What is needed is an exact copy of the line that contains "As an aside..." and of all later lines to the end of the records below, with no other lines.

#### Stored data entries
= = =

PR #8543, opened 2022-03-26
[1.18.x] Simplfy default behavior of isSimple

KnightMiner:
isSimple should only return true if the ingredient is not NBT sensitive. Simply matching against a pickaxe or another damagable tool is not NBT sensitive so it should still be considered simple

Also prevents fetching tag values too early, as tags are not ready during the ingredient constructor.

### DIFF
--- a/patches/minecraft/net/minecraft/world/item/crafting/Ingredient.java.patch
+++ b/patches/minecraft/net/minecraft/world/item/crafting/Ingredient.java.patch
@@ -1,6 +1,6 @@
 --- a/net/minecraft/world/item/crafting/Ingredient.java
 +++ b/net/minecraft/world/item/crafting/Ingredient.java
-@@ -29,17 +_,26 @@
+@@ -29,12 +_,19 @@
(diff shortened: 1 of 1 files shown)


ChampionAsh5357:
I agree with this change as `Ingredient#isSimple` was added to fix an issue with checking any data on the stack besides the item in an ingredient would cause an issue. Though, because of that, I think this should more accurately address `StackedContents` altogether in correlation to the recipe book since `#isSimple` checks to properly handle the ghost recipes is not present.

Shadows-of-Fire:
This looks good as well, not sure why the current `isSimple` implementation is the way that it is (probably just legacy and hasn't been changed), but the code in `Ingredient#test` boils down to `ItemStack#is` calls, and thus all vanilla ingredients are implicitly simple based on being item equality checks.

As an aside... I wonder if performance could be improved by using a `Set` for storing dissolved ingredient items and `Set#contains` in `Ingredient#test`

PR #8597, opened 2022-05-01
Fix shears passing on a client when interacting with a shearable entity

KnightMiner:
Forge replaces the default shear logic with logic that supports `IShearableEntity`, how ever the current code causes it to pass on the client. This leads to both hands interacting with the entity, as the main hand passing falls back to the client. To see this bug with just forge, put shears in your main hand, and a renamed name tag in your offhand. Shearing a sheep will also immediately rename it.

Fix is pretty straight forward, just return success on the client if the entity is shearable (so move the check after the instance of check)


Shadows-of-Fire:
Looks good to me, since the code path always returns success if the instanceof passes, the early success return is fine.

= = =

#### Output of the exercise
As an aside... I wonder if performance could be improved by using a `Set` for storing dissolved ingredient items and `Set#contains` in `Ingredient#test`

PR #8597, opened 2022-05-01
Fix shears passing on a client when interacting with a shearable entity

KnightMiner:
Forge replaces the default shear logic with logic that supports `IShearableEntity`, how ever the current code causes it to pass on the client. This leads to both hands interacting with the entity, as the main hand passing falls back to the client. To see this bug with just forge, put shears in your main hand, and a renamed name tag in your offhand. Shearing a sheep will also immediately rename it.

Fix is pretty straight forward, just return success on the client if the entity is shearable (so move the check after the instance of check)


Shadows-of-Fire:
Looks good to me, since the code path always returns success if the instanceof passes, the early success return is fine.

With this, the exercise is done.